México: é tarde para investir na bolsa mexicana?
O México apresenta perspetivas favoráveis a longo prazo
O México apresenta perspetivas favoráveis a longo prazo
Donald Trump nunca foi aliado do México. Paradigmático dessa postura, durante o seu primeiro mandato, promoveu a construção do famigerado muro, na fronteira entre os dois países. A esta medida somaram-se expulsões em larga escala de cidadãos mexicanos, decretadas pelo próprio Presidente.
A nível económico, Trump forçou a renegociação do NAFTA, o acordo de comércio livre da América do Norte (EUA, México e Canadá). Este passou a denominar-se de USMCA e impôs condições mais exigentes para as empresas a operar no México e que querem aceder ao mercado dos EUA.

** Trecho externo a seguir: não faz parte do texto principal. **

PR #15291, opened 2024-06-15
Add plugin method to rename untitled tab

### LINKED ISSUE #8916: Add plugin interface for renaming an unsaved tab
Notepad++ version 7.6.4 (I think) introduced the capability to rename an unsaved tab.

For example, a tab with the title "new 2" can be right-clicked upon, "Rename" chosen from the resulting popup menu, and the following box presents:

image

What is needed is a way for a plugin to be able to effect this sort of rename, directly, without the popup input box shown above.

[ Comments above based upon features available current to Notepad++ 7.9 ]

alankilborn:
Fix #8916

### DIFF
--- a/PowerEditor/src/Notepad_plus.h
+++ b/PowerEditor/src/Notepad_plus.h
@@ -190,7 +190,7 @@ public:
 	bool fileSaveAs(BufferID id = BUFFER_INVALID, bool isSaveCopy = false);
 	bool fileDelete(BufferID id = BUFFER_INVALID);
 	bool fileRename(BufferID id = BUFFER_INVALID);
-	bool fileRenameUntitled(BufferID id = BUFFER_INVALID, const wchar_t* tabNewName = nullptr);
+	bool fileRenameUntitled(BufferID id, const wchar_t* tabNewName);
 
 	bool switchToFile(BufferID buffer);			//find buffer in active view then in other view.
 	//@}
--- a/PowerEditor/src/Notepad_plus.h
+++ b/PowerEditor/src/Notepad_plus.h
@@ -190,6 +190,7 @@ public:
 	bool fileSaveAs(BufferID id = BUFFER_INVALID, bool isSaveCopy = false);
 	bool fileDelete(BufferID id = BUFFER_INVALID);
 	bool fileRename(BufferID id = BUFFER_INVALID);
+	bool fileRenameUntitled(BufferID id = BUFFER_INVALID, const wchar_t* tabNewName = nullptr);
 
 	bool switchToFile(BufferID buffer);			//find buffer in active view then in other view.
 	//@}
--- a/PowerEditor/src/NppBigSwitch.cpp
+++ b/PowerEditor/src/NppBigSwitch.cpp
@@ -553,20 +553,6 @@ LRESULT Notepad_plus::process(HWND hwnd, UINT message, WPARAM wParam, LPARAM lPa
 			break;
 		}
 
-		case NPPM_INTERNAL_SETFILENAME:
-		{
-			if (!lParam && !wParam)
-				return FALSE;
-			BufferID id = (BufferID)wParam;
-			Buffer * b = MainFileManager.getBufferByID(id);
-			if (b && b->getStatus() == DOC_UNNAMED)
-			{
-				b->setFileName(reinterpret_cast<const TCHAR*>(lParam));
-				return TRUE;
-			}
-			return FALSE;
-		}
-
 		case NPPM_GETBUFFERLANGTYPE:
 		{
 			if (!wParam)
@@ -3140,6 +3126,11 @@ LRESULT Notepad_plus::process(HWND hwnd, UINT message, WPARAM wParam, LPARAM lPa
 			}
 			
 			return colorId;
+		}
+
+		case NPPM_SETUNTITLEDNAME:
+		{
+			return fileRenameUntitled(reinterpret_cast<BufferID>(wParam), reinterpret_cast<const wchar_t*>(lParam));
 		}
 
 		case NPPM_GETBOOKMARKID:
--- a/PowerEditor/src/NppBigSwitch.cpp
+++ b/PowerEditor/src/NppBigSwitch.cpp
@@ -3130,7 +3130,7 @@ LRESULT Notepad_plus::process(HWND hwnd, UINT message, WPARAM wParam, LPARAM lPa
 
 		case NPPM_SETUNTITLEDNAME:
 		{
-			if (!lParam) return false;
+			if (!wParam || !lParam) return false;
 			return fileRenameUntitled(reinterpret_cast<BufferID>(wParam), reinterpret_cast<const wchar_t*>(lParam));
 		}
 
--- a/PowerEditor/src/NppBigSwitch.cpp
+++ b/PowerEditor/src/NppBigSwitch.cpp
@@ -3130,6 +3130,7 @@ LRESULT Notepad_plus::process(HWND hwnd, UINT message, WPARAM wParam, LPARAM lPa
 
 		case NPPM_SETUNTITLEDNAME:
 		{
+			if (!lParam) return false;
 			return fileRenameUntitled(reinterpret_cast<BufferID>(wParam), reinterpret_cast<const wchar_t*>(lParam));
 		}
 
--- a/PowerEditor/src/NppBigSwitch.cpp
+++ b/PowerEditor/src/NppBigSwitch.cpp
@@ -3130,7 +3130,7 @@ LRESULT Notepad_plus::process(HWND hwnd, UINT message, WPARAM wParam, LPARAM lPa
 
 		case NPPM_SETUNTITLEDNAME:
 		{
-			if (!wParam || !lParam) return false;
+			if (!wParam || !lParam) return FALSE;
 			return fileRenameUntitled(reinterpret_cast<BufferID>(wParam), reinterpret_cast<const wchar_t*>(lParam));
 		}
 
--- a/PowerEditor/src/NppIO.cpp
+++ b/PowerEditor/src/NppIO.cpp
@@ -1969,6 +1969,86 @@ bool Notepad_plus::fileRename(BufferID id)
 	return success;
 }
 
+bool Notepad_plus::fileRenameUntitled(BufferID id /* =BUFFER_INVALID */, const wchar_t* tabNewName /* =nullptr */)
+{
+	BufferID bufferID = id;
+	if (id == BUFFER_INVALID)
+	{
+		bufferID = _pEditView->getCurrentBufferID();
+	}
+	Buffer* buf = MainFileManager.getBufferByID(bufferID);
+
+	SCNotification scnN{};
+	scnN.nmhdr.code = NPPN_FILEBEFORERENAME;
+	scnN.nmhdr.hwndFrom = _pPublicInterface->getHSelf();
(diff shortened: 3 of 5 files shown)


PowerEditor/src/NppIO.cpp
```diff
@@ -1969,6 +1969,86 @@ bool Notepad_plus::fileRename(BufferID id)
...
+			trim(tabNewNameStr); // No leading and tailing space allowed
+
+			if (!tabNewNameStr.empty())
+			{
+				if (tabNewNameStr.length() < langNameLenMax)
+				{
+					// https://docs.microsoft.com/en-us/windows/desktop/FileIO/naming-a-file
+					// Reserved characters:  < > : " / \ | ? * tab  
+					//  ("tab" is not in the official list, but it is good to avoid it)
+					const std::wstring reservedChars = TEXT("<>:\"/\\|\?*\t");
```
donho, line 2008: Use the same RegExpr here:
https://github.com/notepad-plus-plus/notepad-plus-plus/blob/master/PowerEditor/src/NppIO.cpp#L1906

Please define a symbol and use it in the both places.

PowerEditor/src/NppIO.cpp
```diff
@@ -1969,6 +1969,86 @@ bool Notepad_plus::fileRename(BufferID id)
...
+
+								// Create new backup
+								buf->setModifiedStatus(true);
+								bool bRes = MainFileManager.backupCurrentBuffer();
+
+								// Delete old backup
+								if (bRes)
+								{
+									::DeleteFile(oldBackUpFile.c_str());
+								}
```
donho, line 2038: 8 levels of depth is too much IMO...

PowerEditor/src/NppIO.cpp
```diff
@@ -1969,6 +1969,86 @@ bool Notepad_plus::fileRename(BufferID id)
...
+				}
+			}
+		}
+	}
+	
+	scnN.nmhdr.code = success ? NPPN_FILERENAMED : NPPN_FILERENAMECANCEL;
+	_pluginsManager.notify(&scnN);
+
+	return success;
+}
```
donho, line 2051: ... in order to improve the readability, I suggest to code in the following way:
```cpp


bool Notepad_plus::fileRenameUntitled(BufferID id, const wchar_t* tabNewName)
{
	BufferID bufferID = id;
	if (id == BUFFER_INVALID)
	{
		bufferID = _pEditView->getCurrentBufferID();
	}
	Buffer* buf = MainFileManager.getBufferByID(bufferID);

	bool isFileExisting = PathFileExists(buf->getFullPathName()) != FALSE;
	if (isFileExisting) return false;
	
	// We are just going to rename the tab nothing else
	// So just rename the tab and rename the backup file too if applicable

	if (!tabNewName) return false;
		
        std::wstring tabNewNameStr = tabNewName;

        trim(tabNewNameStr); // No leading and tailing space allowed

        if (tabNewNameStr.empty()) return false;

	if (tabNewNameStr.length() >= langNameLenMax) return false;
				
        // https://docs.microsoft.com/en-us/windows/desktop/FileIO/naming-a-file
        // Reserved characters:  < > : " / \ | ? * tab  
        //  ("tab" is not in the official list, but it is good to avoid it)
        const std::wstring reservedChars = TEXT("<>:\"/\\|\?*\t");

        if (tabNewNameStr.find_first_of(reservedChars) != std::wstring::npos) return false; // no reserved characters in tabNewNameStr

        BufferID sameNamedBufferId = _pDocTab->findBufferByName(tabNewNameStr.c_str());
        if (sameNamedBufferId == BUFFER_INVALID)
        {
                sameNamedBufferId = _pNonDocTab->findBufferByName(tabNewNameStr.c_str());
        }

        if (sameNamedBufferId == BUFFER_INVALID)
        {
                SCNotification scnN{};
                scnN.nmhdr.code = NPPN_FILEBEFORERENAME;
                scnN.nmhdr.hwndFrom = _pPublicInterface->getHSelf();
                scnN.nmhdr.idFrom = (uptr_t)bufferID;
                
                buf->setFileName(tabNewNameStr.c_str());
                
                scnN.nmhdr.code = NPPN_FILERENAMED;
                
                
                bool isSnapshotMode = NppParameters::getInstance().getNppGUI().isSnapshotMode();
                if (isSnapshotMode)
                {
                        std::wstring oldBackUpFile = buf->getBackupFileName();

                        // Change the backup file name and let MainFileManager decide the new filename
                        buf->setBackupFileName(TEXT(""));

                        // Create new backup
                        buf->setModifiedStatus(true);
                        bool bRes = MainFileManager.backupCurrentBuffer();

                        // Delete old backup
                        if (bRes)
                        {
                                ::DeleteFile(oldBackUpFile.c_str());
                        }
                }
        }

	return true;
}
```

donho (changes requested):
Please following the suggestions.

PowerEditor/src/NppIO.cpp
```diff
@@ -1969,6 +1969,86 @@ bool Notepad_plus::fileRename(BufferID id)
...
+	{
+		bufferID = _pEditView->getCurrentBufferID();
+	}
+	Buffer* buf = MainFileManager.getBufferByID(bufferID);
+
+	SCNotification scnN{};
+	scnN.nmhdr.code = NPPN_FILEBEFORERENAME;
+	scnN.nmhdr.hwndFrom = _pPublicInterface->getHSelf();
+	scnN.nmhdr.idFrom = (uptr_t)bufferID;
+	_pluginsManager.notify(&scnN);
```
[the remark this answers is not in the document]
alankilborn: The model for the new function is the existing `bool Notepad_plus::fileRename(BufferID id)` function.  In `fileRename()`, it triggers the `NPPN_FILEBEFORERENAME` _before_ doing any error checking.  Are we sure we want to do something different here?

PowerEditor/src/NppIO.cpp
alankilborn: It's fine (and I will make the desired changes); however, it goes against my normal coding style to `return` from many different places within a function, just to save some indent "depth".  I think mine in this regard is a more-modern coding style, but, as I said, I will certainly adapt to what is wanted.

PowerEditor/src/Notepad_plus.h
```diff
@@ -190,6 +190,7 @@ friend class FileManager;
 	bool fileSaveAs(BufferID id = BUFFER_INVALID, bool isSaveCopy = false);
 	bool fileDelete(BufferID id = BUFFER_INVALID);
 	bool fileRename(BufferID id = BUFFER_INVALID);
+	bool fileRenameUntitled(BufferID id = BUFFER_INVALID, const wchar_t* tabNewName = nullptr);
```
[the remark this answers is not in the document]
alankilborn: Sure, I was just following the "model" set by how `fileSaveAs`, `fileDelete` and `fileRename` were done in the preceding lines.

PowerEditor/src/NppIO.cpp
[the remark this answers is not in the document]
donho: > Are we sure we want to do something different here?

Yes. If the code could be easier and more readable, I don't see why we shouldn't make it better.
 
I will review the code of `Notepad_plus::fileRename(BufferID id)`, and do a refactoring if it's necessary.

PowerEditor/src/NppIO.cpp
donho: > I think mine in this regard is a more-modern coding style

It's subjective.

It's not about saving some indent characters. It's about efficiency & easy to be maintained:
* For the efficiency: in the case that one plugin calls this API and fails to change the tab, all plugins will get the notification 2 times for nothing.
* For the facility of maintenance: The code of this PR have too many levels of imbrication, that leads code not easy to read. Since I am the principle maintainer and the chance is big that people's code will be maintained by me in the future, I have to ask people respect the coding style. Hope you understand.

myTempTemp:
340082238-bd0869f0-a8c0-4d0a-9663-dee784d9c1bb

PowerEditor/src/NppIO.cpp
alankilborn: No worries, I will adapt.  It's just hard to know what is wanted before doing it.

PowerEditor/src/NppIO.cpp
alankilborn: I wasn't sure where to put it, so I put it close to top-of-file -- hope that is reasonable.

I also defined a shared constant for the maximum length of the name.  Existing code has it using the max length for a language name, but this seems unrelated, so I gave it its own constant.

PowerEditor/src/NppBigSwitch.cpp
```diff
@@ -3142,6 +3128,12 @@ LRESULT Notepad_plus::process(HWND hwnd, UINT message, WPARAM wParam, LPARAM lPa
 			return colorId;
 		}
 
+		case NPPM_SETUNTITLEDNAME:
+		{
+			if (!wParam || !lParam) return false;
```
donho, line 3133: Please use `FALSE` instead of `false` to meet the coding standard of this file.

PowerEditor/src/NppIO.cpp
```diff
@@ -1900,16 +1907,11 @@ bool Notepad_plus::fileRename(BufferID id)
...
-		// Reserved characters:  < > : " / \ | ? * tab  
-		//  ("tab" is not in the official list, but it is good to avoid it)
-		std::wstring reservedChars = TEXT("<>:\"/\\|\?*\t");
-
 		std::wstring staticName = _nativeLangSpeaker.getLocalizedStrFromID("tabrename-newname", L"New name");
 
 		StringDlg strDlg;
 		std::wstring title = _nativeLangSpeaker.getLocalizedStrFromID("tabrename-title", L"Rename Current Tab");
-		strDlg.init(_pPublicInterface->getHinst(), _pPublicInterface->getHSelf(), title.c_str(), staticName.c_str(), buf->getFileName(), langNameLenMax - 1, reservedChars.c_str(), true);
+		strDlg.init(_pPublicInterface->getHinst(), _pPublicInterface->getHSelf(), title.c_str(), staticName.c_str(), buf->getFileName(), untitledMaxNameLength, filenameReservedChars.c_str(), true);
```
donho, line 1914: StringDlg class comes from `UserDefineDialog.h`, so please use original value `langNameLenMax - 1` instead of `untitledMaxNameLength`.

donho (changes requested):

alankilborn:
I will be away until June 21, but I will make the requested changes then.

alankilborn:
@donho, okay...ready for more review

Ekopalypse:
@alankilborn 

I don't understand how this is supposed to work if -1 is provided by a plugin.
The check for BUFFER_INVALID, which is 0, works, but because of the -1 Npp crashes as this is not a valid BufferID.
What have I missed?

alankilborn:
@Ekopalypse 

>What have I missed?

_You_ haven't missed anything.
_I_, on the other hand, missed doing things correctly.  :-(
I will fix it.

Ekopalypse:
Are you going to use 0 as the default?

alankilborn:
>Are you going to use 0 as the default?

I think that makes sense here.
Obviously no one but me is using this plugin command, and I'm (clearly) not sending -1 to it when I call it.

@donho What do you think?  Can we change wParam == 0 to mean "currently active buffer"?  We need a fix, so I will start by doing this...

alankilborn:
Created separate issue:
https://github.com/notepad-plus-plus/notepad-plus-plus/issues/15970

Com este histórico, o México e os investidores receavam que o segundo mandato de Donald Trump fosse igualmente desafiante para o vizinho do sul.
O México não escapou às ameaças de tarifas por parte da Casa Branca. Contudo, evitou o impacto do chamado Liberation Day (2 de abril de 2025), quando o Presidente americano anunciou a imposição de direitos aduaneiros contra a maioria dos parceiros comerciais norte-americanos
As trocas realizadas ao abrigo do USMCA, que representam cerca de 80% das exportações mexicanas, ficaram fora da maioria das tarifas. Uma exceção que confere ao México uma vantagem competitiva relevante e um acesso privilegiado ao mercado americano.
Este cenário é favorável e permanece válido mesmo após o Supremo Tribunal dos EUA ter invalidado a maioria das tarifas decididas pela administração Trump.
Apesar de uma trégua na retórica, subsistem tensões entre a Cidade do México e Washington. Os cartéis mexicanos continuam na mira da Casa Branca, que chegou a ameaçar uma intervenção militar. Para já, a situação parece mais bem encaminhada, depois de as autoridades mexicanas terem eliminado um dos mais procurados traficantes nos dois países.
Washington também evocou a possibilidade de aplicar tarifas mais elevadas, caso o México forneça petróleo a Cuba, privada agora do fornecimento do crude venezuelano.
Por fim, a reavaliação do acordo USMCA, prevista para o início de julho, poderá introduzir condições adicionais.
A Presidente Claudia Sheinbaum tem procurado valorizar os pontos fortes do México. O peso mexicano apreciou-se 18,6% face ao dólar nos últimos doze meses, beneficiando da fraqueza, em geral, da nota verde, e impulsionado pelo investimento estrangeiro.
A inflação mantém-se relativamente estável, situando-se entre 3% e 4%, depois dos máximos próximos de 9% em 2022. Paralelamente, as taxas de juro diretoras desceram de 11,25%, em 2024, para os atuais 7%. Esta redução do custo do crédito deverá sustentar o investimento privado e o consumo.
As cadeias de produção e de abastecimento da indústria norte-americanas encontram-se profundamente integradas, tornando difícil uma dissociação. Entre a China e o México, os Estados Unidos tenderão a privilegiar o comércio com o vizinho do sul, pois está longe de ser percecionado como um rival pelo domínio global por parte de Washington.
Beneficiando de um acesso privilegiado ao mercado norte-americano, o México permanece bem posicionado para atrair investimento direcionado a todo o mercado da América do Norte.
Em simultâneo, a descida do custo do crédito (descida dos juros) deverá sustentar o consumo interno.
Por fim, apesar da forte valorização no último ano, a bolsa mexicana apresenta um rácio PER de 13,5, inferior à sua média histórica (13,8) e à média dos mercados emergentes (14).
Em suma, o México retém perspetivas favoráveis a longo prazo pelo que ainda não é demasiado tarde para investir (até 5% da carteira).